EXERCISE DESCRIPTION =>
Pull each line with the string "topic" from the entries.

WORKING DATA =>
Issue #237, opened 2019-01-15
Can not insert data with tx.preparedQuery


foxgem:
PgTransaction.preparedQuery could not work. Here is an example with PG 9.4:

~~~
pgPool.begin(res -> {
    if (res.succeeded()) {
        PgTransaction tx = res.result();

        // table: create table test (id bigserial not null, topic varchar(10) not null);
        tx.query("insert into test (topic) values ('topic')", this::voidHandler);
        tx.preparedQuery("insert into test (topic) values ($1)", Tuple.of("topic"), this::voidHandler);

        tx.commit(ar -> {
            if (ar.succeeded()) {
                // ...
            } else {
                // ...
            }
        });
    }
})

// log error only
private void voidHandler(AsyncResult<PgRowSet> result) {
    if (result.failed()) {
        logger.error("Sql execution failed, cause: {}", result.cause());
    }
}
~~~

In the example above, the first insert stmt with "tx.query" can insert data successfully. However, for the second insert stmt with "tx.preparedQuery", you can get an exception as below:

~~~
2019-01-15 11:53:52,850 [vert.x-eventloop-thread-0] ERROR t.d.e.clock.job.AbstractJobHandler - Sql execution failed, cause: {}
io.vertx.core.VertxException: Transaction already completed
	at io.reactiverse.pgclient.impl.Transaction.checkPending(Transaction.java:90)
	at io.reactiverse.pgclient.impl.Transaction.lambda$wrap$3(Transaction.java:138)
	at io.reactiverse.pgclient.impl.Transaction$$Lambda$102/316707258.handle(Unknown Source)
	at io.reactiverse.pgclient.impl.SocketConnection$CachedPreparedStatement.handle(SocketConnection.java:138)
	at io.reactiverse.pgclient.impl.SocketConnection$CachedPreparedStatement.handle(SocketConnection.java:120)
	at io.reactiverse.pgclient.impl.SocketConnection.handleMessage(SocketConnection.java:227)
	at io.reactiverse.pgclient.impl.SocketConnection.lambda$initiateProtocol$1(SocketConnection.java:110)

OUTPUT OF THE TASK =>
        // table: create table test (id bigserial not null, topic varchar(10) not null);
        tx.query("insert into test (topic) values ('topic')", this::voidHandler);
        tx.preparedQuery("insert into test (topic) values ($1)", Tuple.of("topic"), this::voidHandler);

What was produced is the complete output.